• [Materials provided]:
PR #128, opened 2026-08-12
fix(setup): Keep Codemap state locally ignored

reneleonhardt:
## What does this PR do?

Writes `.codemap/` to the clone-local `.git/info/exclude` (shared by linked worktrees, submodule-local) instead of a tracked `.gitignore`, so `setup` and `config init` never touch tracked files. `codemap doctor` verifies the effective ignore state: OK whenever git ignores `.codemap/` by any mechanism, MISS only when it is genuinely unignored, with a minimal repair hint.

## Type of change

- [x] Bug fix
- [ ] New feature
- [ ] New language support
- [ ] Documentation
- [ ] Other (describe below)

## Checklist

## Additional notes

- Appends to `info/exclude` only when the entry is missing: idempotent, no duplicate on re-run, never creates a `.gitignore`.
- Atomic write: a symlinked exclude is replaced, not written through; CRLF files and files without a trailing newline are preserved byte-for-byte.
- Repair hint runs `codemap setup --no-hooks --no-mcp --no-config` so fixing the ignore rule does not rewrite hooks or MCP config.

• [How to complete this task]: Copy all the lines from the data above that hold the word "state".

• [Result for this exercise]:
fix(setup): Keep Codemap state locally ignored
Writes `.codemap/` to the clone-local `.git/info/exclude` (shared by linked worktrees, submodule-local) instead of a tracked `.gitignore`, so `setup` and `config init` never touch tracked files. `codemap doctor` verifies the effective ignore state: OK whenever git ignores `.codemap/` by any mechanism, MISS only when it is genuinely unignored, with a minimal repair hint.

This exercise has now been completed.